DESCRIPTION (provided by applicant): Radiotherapy remains as a major component of treatment modalities for controlling tumor progression and the majority of glioblastoma multiforme (GBM) tumors recur within or at the margin of the radiation field. The unexpected biological effect of irradiation involves an altered profile of MMP-2 and MMP-9 expression and activity and provides evidence of a scenario where irradiation might promote angiogenic and invasion-related gene expression, thereby increasing invasive and angiogenic glioma cell behavior. To elucidate the interactions between radiation and MMPs in glioblastomas, we propose the following specific aims: Specific Aim 1. Determine the effects of irradiation on MMPs/TEMPs in human endothelial and glioblastoma cells, a) Increases in MMP expression and activity during radiation therapy have potential therapeutic implications.
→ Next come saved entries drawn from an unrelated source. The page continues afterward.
PR #3439, opened 2026-06-10
feat(proposer): add collector orchestration

leopoldjoy:
## Summary

Adds collector-side orchestration on top of the deterministic polling support and dispatcher abstraction.

The collector orchestrator owns polling, sequential inline submit, ready-backlog draining, retry-specific sessions, and restart decisions so final pipeline wiring can remain a thin lifecycle coordinator.

## Changes

- Add `ProofCollectorOrchestrator` for collector-side polling and submit orchestration.
- Add collector runtime/state types for cursor tracking, retry accounting, discard retry state, and retry sessions.
- Move inline submit behavior into collector orchestration, including submit timeout handling and restart/drop-cache decisions.
- Re-dispatch terminal failed sessions through the dispatcher abstraction.
- Dispatch retry-specific sessions for discarded proofs and cap discard retries.
- Replace missing retry-specific sessions with fresh retry sessions.
- Add a recovery-provider hook used after successful submits and `GameAlreadyExists` recovery.

## Verification

### DIFF
--- a/crates/proof/proposer/src/proof_collector.rs
+++ b/crates/proof/proposer/src/proof_collector.rs
@@ -1,4 +1,4 @@
-//! Polls the prover service for the proof of a single derived target block.
+//! Polls and orchestrates prover-service collection for proposer TEE proofs.
 //!
 //! The [`ProofCollector`] does not care about the proof dispatcher. It assumes that
 //! the eligible block range either has, or will have, a `prove_block_range` request
@@ -14,20 +14,107 @@
 //! dispatch state, the collector can rediscover and complete sessions across
 //! proposer restarts.
 
-use std::{collections::HashMap, sync::Arc};
+use std::{collections::HashMap, sync::Arc, time::Duration};
 
 use alloy_primitives::B256;
+use async_trait::async_trait;
 use base_proof_primitives::ProofResult;
-use base_proof_rpc::RollupProvider;
+use base_proof_rpc::{L1Provider, L2Provider, RollupProvider};
 use base_prover_service_client::{ProofRequesterProvider, ProverServiceClientError};
 use base_prover_service_protocol::{GetProofRequest, GetProofResponse, ProofStatus, TeeKind};
 use futures::{StreamExt, stream};
-use tracing::debug;
+use tokio_util::sync::CancellationToken;
+use tracing::{debug, error, info, warn};
 
 use crate::{
-    driver::RecoveredState, error::ProposerError, metrics::Metrics,
+    driver::RecoveredState,
+    error::ProposerError,
+    metrics::Metrics,
     proof_adapter::ProposerProofAdapter,
+    proof_dispatcher::{ProofDispatchAttempt, ProofDispatcher},
+    proof_submitter::{ProofSubmitter, SubmitAction},
 };
+
+/// Cached result from the last successful recovery walk.
+#[derive(Debug, Clone, Copy, PartialEq, Eq)]
+pub struct ProofRecoveryCache {
+    /// Factory `game_count` at the time of the walk.
+    pub game_count: u64,
+    /// Recovered on-chain state from the walk.
+    pub state: RecoveredState,
+}
+
+/// Recovery hook used by collector orchestration after successful submissions.
+#[async_trait]
+pub trait ProofCollectorRecoveryProvider: Send + Sync {
+    /// Refreshes the recovery cache and returns the latest on-chain state.
+    async fn recover_latest_state(
+        &self,
+        cache: &mut Option<ProofRecoveryCache>,
+    ) -> Result<RecoveredState, ProposerError>;
+}
+
+/// Runtime settings for collector orchestration.
+#[derive(Debug, Clone, Copy)]
+pub struct ProofCollectorRuntimeConfig {
+    /// Number of L2 blocks between output proposals.
+    pub block_interval: u64,
+    /// Maximum proof failures or discard retries before dropping recovery state.
+    pub max_retries: u32,
+    /// Maximum duration for a single inline submit attempt.
+    pub submit_timeout: Duration,
+}
+
+/// Mutable collector-side orchestration state.
+#[derive(Debug, Default)]
+pub struct ProofCollectorState {
+    /// Latest block the collector has submitted through.
+    pub cursor: Option<RecoveredState>,
+    /// Per-target proof/dispatch retry counts.
+    pub retry_counts: HashMap<u64, u32>,
+    /// Per-target discard retry counts.
+    pub discard_retry_counts: HashMap<u64, u32>,
+    /// Active retry-specific prover-service sessions by target block.
+    pub retry_sessions: HashMap<u64, String>,
+}
+
+/// Result of one collector tick.
+#[derive(Debug, Clone, Copy, PartialEq, Eq)]
+pub enum ProofCollectorTickResult {
+    /// The collector made progress or reached a natural wait point.
+    Continue,
+    /// The owning pipeline session should restart from recovered chain state.
+    Restart,
+}
+
+/// Result of an inline submit attempt.
+#[derive(Debug, Clone, Copy, PartialEq, Eq)]
+pub enum ProofSubmitEffect {
+    /// The proof was submitted or the game already existed.
+    Submitted,
+    /// The pipeline should restart before collecting more proofs.
+    Restart,
+    /// The submitted proof should be replaced by a retry-specific session.
+    Redispatch {
+        /// Claimed L2 output root for the discarded proof.
+        claimed_l2_output_root: B256,
+    },
+}
+
+/// Owns collector-side polling, sequential submit, and retry-session orchestration.
+pub struct ProofCollectorOrchestrator<L1, L2, R, Recovery>
+where
+    L1: L1Provider,
+    L2: L2Provider,
+    R: RollupProvider,
+    Recovery: ProofCollectorRecoveryProvider,
+{
+    collector: ProofCollector<R>,
+    dispatcher: ProofDispatcher<L1, L2, R>,
+    submitter: ProofSubmitter<L1, R>,
+    recovery: Arc<Recovery>,
+    runtime: ProofCollectorRuntimeConfig,
+}
 
 /// Outcome of polling the prover service for a single target block.
 ///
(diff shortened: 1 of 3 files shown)


cb-heimdall:
<table>
<tr>
<th>Requirement</th>
<th>Status</th>
<th>More Info</th>
</tr>
<tr>
<td>Reviews</td>
<td>
✅
<code>1/1</code>
</td>
<td>
<details>
<table>
<tr>
<td>
<details>
<table>
<tr>
<td>0</td>
</tr>
<tr>
<td>0</td>
</tr>
<tr>
<td>0</td>
</tr>
<tr>
<td>
</td>
<td>1</td>
</tr>
<tr>
<td>
<details>
<table>
<tr>
<td><strong>Max</strong></td>
<td><strong>0</strong></td>
</tr>
</table>
</details>
</td>
<td>0</td>
</tr>
<tr>
<td>
From <code>CODEOWNERS</code>
</td>
<td>0</td>
</tr>
<tr>
<td>Global minimum</td>
<td>0</td>
</tr>
<tr>
<td><strong>Max</strong></td>
<td>
<strong>
1
</strong>
</td>
</tr>
</table>
</details>
</td>
<td>1</td>
</tr>
<tr>
<td>0</td>
</tr>
<tr>
<td><strong>Sum</strong></td>
<td><strong>1</strong></td>
</tr>
</table>
</details>
</td>
</tr>
</table>

crates/proof/proposer/src/proof_collector.rs
```diff
@@ -570,6 +657,513 @@ impl<R: RollupProvider + 'static> ProofCollector<R> {
...
+            || {
+                error!(
+                    current_block,
+                    block_interval = self.runtime.block_interval,
+                    "Overflow computing next target block"
+                );
+                None
+            },
+            Some,
+        )
```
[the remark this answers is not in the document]
leopoldjoy: Fixed in `648443981`: `next_target_block` now returns `None` when `block_interval == 0`.

crates/proof/proposer/src/proof_collector.rs
```diff
@@ -570,6 +657,518 @@ impl<R: RollupProvider + 'static> ProofCollector<R> {
...
+                    {
+                        ProofSubmitEffect::Submitted => {
+                            state.retry_sessions.remove(&target_block);
+                            state.discard_retry_counts.remove(&target_block);
+                            if let Some(cached) = cache.as_ref() {
+                                state.cursor = Some(cached.state);
+                                if cached.state.l2_block_number > current.l2_block_number {
+                                    continue;
+                                }
+                            }
```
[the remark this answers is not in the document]
leopoldjoy: Intentional: the collector drains consecutive ready proofs to catch up without one poll interval per proof, while checking cancellation between iterations.

crates/proof/proposer/src/proof_collector.rs
```diff
@@ -570,6 +657,518 @@ impl<R: RollupProvider + 'static> ProofCollector<R> {
...
+        error: ProposerError,
+        max_retries: u32,
+        cache: &mut Option<ProofRecoveryCache>,
+    ) -> bool {
+        Metrics::errors_total(error.metric_label()).increment(1);
+        Metrics::proof_retries_total().increment(1);
+
+        let count = self.retry_counts.entry(target).or_insert(0);
+        *count += 1;
+        if *count >= max_retries {
```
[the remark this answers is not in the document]
leopoldjoy: Intentional: `max_retries == 0` means zero retries allowed; production defaults use a positive value.

crates/proof/proposer/src/proof_collector.rs
```diff
@@ -570,6 +657,518 @@ impl<R: RollupProvider + 'static> ProofCollector<R> {
...
+            }
+            ProofDispatchAttempt::DispatchFailed(error) => {
+                Metrics::proof_dispatch_total(Metrics::DISPATCH_OUTCOME_FAILED).increment(1);
+                if count_dispatch_failure {
+                    state.handle_proof_failure(
+                        target_block,
+                        error,
+                        self.runtime.max_retries,
+                        cache,
+                    );
```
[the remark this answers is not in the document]
leopoldjoy: Intentional: retry exhaustion drops the recovery cache so the next tick re-walks chain state; it does not permanently suppress the target.

crates/proof/proposer/src/proof_collector.rs
```diff
@@ -570,18 +657,696 @@ impl<R: RollupProvider + 'static> ProofCollector<R> {
...
+        &self,
+        state: &mut ProofCollectorState,
+        cache: &mut Option<ProofRecoveryCache>,
+        recovered: RecoveredState,
+        safe_head: u64,
+        cancel: &CancellationToken,
+    ) -> ProofCollectorTickResult {
+        state.prune_recovered(recovered.l2_block_number);
+
+        if state.cursor.is_none_or(|cursor| cursor.l2_block_number < recovered.l2_block_number) {
```
jackchuma: Reset the collector cursor when recovery moves backward. If a later recovery pass returns a lower L2 block than the current cursor (for example after an L1 reorg, cache invalidation, or invalid-parent restart), this condition keeps the old cursor because it only updates when recovery advances. The loop then starts from `cursor + block_interval` and skips the targets between the newly recovered block and the stale cursor, so subsequent submissions can build on parents that are no longer recovered onchain

crates/proof/proposer/src/proof_collector.rs
```diff
@@ -570,18 +657,696 @@ impl<R: RollupProvider + 'static> ProofCollector<R> {
...
+                    target_block,
+                    session_id = %dispatched.session_id,
+                    attempt,
+                    "Discard retry proof request accepted by prover service"
+                );
+                Metrics::proof_dispatch_total(Metrics::DISPATCH_OUTCOME_ACCEPTED).increment(1);
+                state.discard_retry_counts.insert(target_block, attempt);
+                state.retry_sessions.insert(target_block, dispatched.session_id);
+            }
+            ProofDispatchAttempt::BuildFailed(error) => {
```
jackchuma: Avoid resubmitting proofs after discard retry build failures. When a proof is discarded and building the discard retry fails due to a transient L1/L2 RPC error, this branch removes any retry session and returns success without recording that the root-derived proof must be avoided. On the next tick `retry_sessions` is empty, so the collector polls the original succeeded root session and submits the same discarded proof again instead of retrying the dispatch, which can loop discarded/reverting submissions until a retry request is finally accepted

crates/proof/proposer/src/proof_collector.rs
```diff
@@ -570,18 +657,696 @@ impl<R: RollupProvider + 'static> ProofCollector<R> {
...
+                TargetPoll::Failed { session_id, claimed_l2_output_root, error } => {
+                    warn!(
+                        target_block,
+                        session_id = %session_id,
+                        error = %error,
+                        "Prover service reported failed session, re-dispatching"
+                    );
+                    Metrics::proof_collection_total(Metrics::COLLECTION_OUTCOME_FAILED)
+                        .increment(1);
+                    if state.handle_proof_failure(
```
jackchuma: Count a terminal failed session only once per retry attempt. A terminal failed prover session is counted before the replacement request is successfully scheduled. If the immediate retry dispatch cannot be built or sent, the next tick polls the same terminal session and increments the count again, so a transient dispatch/build outage can exhaust `max_retries` and drop recovery without any additional proof attempts actually running

leopoldjoy: Done: https://github.com/base/base/pull/3439/commits/85f720358c76dd5bdd484dbd6f79a804b2f2a9c5

crates/proof/proposer/src/proof_collector.rs
```diff
@@ -570,18 +663,736 @@ impl<R: RollupProvider + 'static> ProofCollector<R> {
...
+                        error = %error,
+                        "Prover service reported failed session, re-dispatching"
+                    );
+                    Metrics::proof_collection_total(Metrics::COLLECTION_OUTCOME_FAILED)
+                        .increment(1);
+                    let already_counted = state
+                        .counted_failed_sessions
+                        .get(&target_block)
+                        .is_some_and(|id| id == &session_id);
+                    if already_counted
```
mw2000, line 933: I think this can still get stuck if the replacement dispatch keeps failing: once the failed session is marked counted, future ticks skip the retry budget path, so we never make it to Restart.

crates/proof/proposer/src/proof_collector.rs
```diff
@@ -570,18 +663,736 @@ impl<R: RollupProvider + 'static> ProofCollector<R> {
...
+            ProofDispatchAttempt::Accepted(dispatched) => {
+                info!(
+                    target_block,
+                    session_id = %dispatched.session_id,
+                    attempt,
+                    "Discard retry proof request accepted by prover service"
+                );
+                Metrics::proof_dispatch_total(Metrics::DISPATCH_OUTCOME_ACCEPTED).increment(1);
+                state.discard_retry_counts.insert(target_block, attempt);
+                state.retry_sessions.insert(target_block, dispatched.session_id);
```
jackchuma, line 1232: Preserve retry session ids across dispatch errors. For discard retries, the session id includes the L1 head number, but the orchestrator only records `dispatched.session_id` after a successful RPC response. If `prove_block_range` times out after the prover service accepted the request, the accepted session id is lost; the next tick can rebuild the same attempt with a newer L1 head and create a different session, leaving the first proof unpolled and potentially repeating until retry exhaustion

crates/proof/proposer/src/proof_collector.rs
```diff
@@ -570,18 +663,736 @@ impl<R: RollupProvider + 'static> ProofCollector<R> {
...
+            }
+            ProofDispatchAttempt::BuildFailed(error) => {
+                warn!(target_block, error = %error, "Failed to build discard retry proof request");
+                Metrics::proof_dispatch_total(Metrics::DISPATCH_OUTCOME_BUILD_FAILED).increment(1);
+                state.retry_sessions.remove(&target_block);
+            }
+            ProofDispatchAttempt::DispatchFailed(error) => {
+                Metrics::proof_dispatch_total(Metrics::DISPATCH_OUTCOME_FAILED).increment(1);
+                if count_dispatch_failure {
+                    if !state.handle_proof_failure(
```
jackchuma: Clear discard state when retry dispatch exhausts. When a discard retry dispatch failure exhausts `max_retries`, `handle_proof_failure` only clears `retry_counts` and the recovery cache. Because `pending_discard_roots` was inserted above and is not removed here, any caller that keeps `ProofCollectorState` across the requested restart will immediately redispatch this exhausted target on the next tick with a fresh budget, instead of dropping the retry state like the pre-check exhaustion path does

jackchuma (approved):
a few non-blocking comments that can be addressed in a follow up

mw2000 (approved):

crates/proof/proposer/src/proof_collector.rs
leopoldjoy: Fixed: https://github.com/base/base/pull/3439/commits/d9a4604394bab212de4fd916b1572b977d98c869

crates/proof/proposer/src/proof_collector.rs
leopoldjoy: Addressed: https://github.com/base/base/pull/3439/commits/435f091e07d34b9eb650238ea3f96dd2628c60f7

crates/proof/proposer/src/proof_collector.rs
leopoldjoy: https://github.com/base/base/pull/3439/commits/435f091e07d34b9eb650238ea3f96dd2628c60f7

crates/proof/proposer/src/proof_collector.rs
```diff
@@ -14,21 +14,114 @@
...
+}
+
+/// Recovery hook used by collector orchestration after successful submissions.
+#[async_trait]
+pub trait ProofCollectorRecoveryProvider: Send + Sync {
+    /// Refreshes the recovery cache and returns the latest on-chain state.
+    async fn recover_latest_state(
+        &self,
+        cache: &mut Option<ProofRecoveryCache>,
+    ) -> Result<RecoveredState, ProposerError>;
```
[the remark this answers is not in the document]
leopoldjoy: Keeping the `RecoveredState` return: the submit path now uses it to advance the collector cursor after successful recovery.

mw2000 (approved):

We will determine the effects of radiation and glioblastoma-endothelial interactions on MMPs/TIMPs expression, secretion and angiogenesis in vitro in endothelial cells, b) Increased expression and activity of MMPs in irradiated tumor and endothelial cells will be modulated by antagonists and antisense RNAs of MMP-2 and MMP-9 through expression plasmids and adenoviral vectors and will be evaluated in co-cultures for the modulation of angiogenesis in vitro in endothelial cells with and without irradiation. Specific Aim 2. Determine the effects of antisense MMP-2 and MMP-9 inhibition on glioma angiogenesis in vivo. Malignant glioma is one of the most radioresistant tumor types and tumor vascular endothelium is resilient to cytotoxic effects of ionizing radiation. In this aim, we will study the effect of a) adenoviral-mediated antisense suppression of MMP-9 expression under the control of a radiation-responsive (Erg/CMV) chimeric promoter with and without radiation treatment and b) adenoviral-mediated antisense suppression of MMP-9 expression under the control of an endothelial-specific (flt-1) promoter on tumor growth delay, microvessel density, apoptotic index and relative MMPs/TIMPs levels in tumors during tumor growth in the mouse brain. The proposed studies should generate major insights into the pathogenesis of radiation-induced alterations in GBM tumors and, in turn, demonstrate that MMPs inhibition during radiotherapy may represent a new therapeutic approach in improving the therapeutic efficacy of radiotherapy for malignant gliomas.

描述（由申请人提供）：放疗仍然是控制肿瘤进展的治疗方式的主要组成部分，并且大多数胶质母细胞瘤多形（GBM）肿瘤在辐射场的边缘内或在辐射场的边缘内复发。辐照的意外生物学作用涉及MMP-2和MMP-9表达和活性的变化，并提供了一种情况，即辐射可能促进血管生成和侵袭相关的基因表达，从而增加了浸润性和血管生成性神经瘤细胞的行为。为了阐明胶质母细胞瘤中辐射与MMP之间的相互作用，我们提出以下特定目的：特定目的1。确定辐射对人内皮细胞和胶质母细胞瘤细胞中MMP/TEMP的影响，a）在放射治疗过程中MMP表达和活性的增加具有潜在的治疗疗法。我们将确定辐射和胶质母细胞瘤 - 内皮相互作用对内皮细胞体外体外的MMP/TIMP表达，分泌和血管生成的影响，b）b）在辐射的肿瘤和内皮细胞中MMP的表达和活性增加，将由MMP-2和MMP-2和MMP-2的反义rnas进行调节，并通过对拮抗剂和抗浓度的RNA进行调节。在内皮细胞中调节体外血管生成的共培养。具体目标2。确定反义MMP-2和MMP-9抑制对体内神经胶质瘤血管生成的影响。恶性神经胶质瘤是最放射耐药的肿瘤类型之一，肿瘤血管内皮对电离辐射的细胞毒性作用有弹性。 In this aim, we will study the effect of a) adenoviral-mediated antisense suppression of MMP-9 expression under the control of a radiation-responsive (Erg/CMV) chimeric promoter with and without radiation treatment and b) adenoviral-mediated antisense suppression of MMP-9 expression under the control of an endothelial-specific (flt-1) promoter on tumor growth delay, microvessel density,小鼠脑中肿瘤生长过程中肿瘤中的凋亡指数和相对MMP/TIMP水平。拟议的研究应产生对辐射诱导的GBM肿瘤改变的发病机理的重大见解，进而证明，放疗过程中MMPS抑制作用可能代表了一种新的治疗方法，以提高恶性肿瘤的放射治疗的治疗功效。